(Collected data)
<<<<
PR #152, opened 2020-05-28
Seperate CI with Other

naveen521kk:
I have separated CI with other things. And useful for deploying to master branch using Github Actions.

- Create a new `Portfolio.js` in `.github` folder.
- Use it while deploying instead of original one for all components to be displayed.

### DIFF
--- a/.github/portfolio.js
+++ b/.github/portfolio.js
@@ -149,8 +149,8 @@ const workExperiences = {
 To know how to get github key look at readme.md */
 
 const openSource = {
-  githubConvertedToken: "Your Github Converted Token",
-  githubUserName: "Your Github Username", // Change to your github username to view your profile in Contact Section.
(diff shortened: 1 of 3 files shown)


naveen521kk:
Set an *environment variable* called `REACT_APP_GITHUB_TOKEN` with a personal access token for Github Repo Card. @saadpasta .
Also @kartik918 please make sure you update `.github/portfolio.js` every time there is any change in `src/portofolio.js` for any PR, so that there is no error while deploying it.

kartik918:
This work was supposed to be handled by @saadpasta since it involved env variables and why does `.github/portfolio.js` needs to be updated manually? I'm not sure but that stuff should happen automatically.

naveen521kk:
Let @saadpasta take up this PR. So *closing* it.

PR #155, opened 2020-05-30
Add bullet points in experience description

### LINKED ISSUE #154: Add subPoints section in workExperiences section
First of all great work @saadpasta and all other contributors, really an awesome project.

## Summary
In the experience section, It would be great to have a functionality to add subpoints along with the general description.

### Motivation
Actually I was using the project to create my own portfolio, but some of my internships involved me working on several projects instead of one. The idea to keep all that detail in a single paragraph did not feel good, so I added a subPoints section to the workExperiences variable, and rendered a list using that.

### Additional context
portfolio1

AkshayCHD:
Fixes #154 
Allows user to add optional subpoints in the experience section


src/components/experienceCard/ExperienceCard.js
```diff
@@ -15,6 +15,10 @@ export default function ExperienceCard({ cardInfo }) {
     return typeof values === "undefined" ? null : "rgb(" + values.join(', ') + ")";
   }
 
+  const GetSubPoints = ({ subPoints }) => {
```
>>>>
◆ Work instructions: Looking at the data above, count every line holding the word "great" and state only the count.

◆ Answer section: 2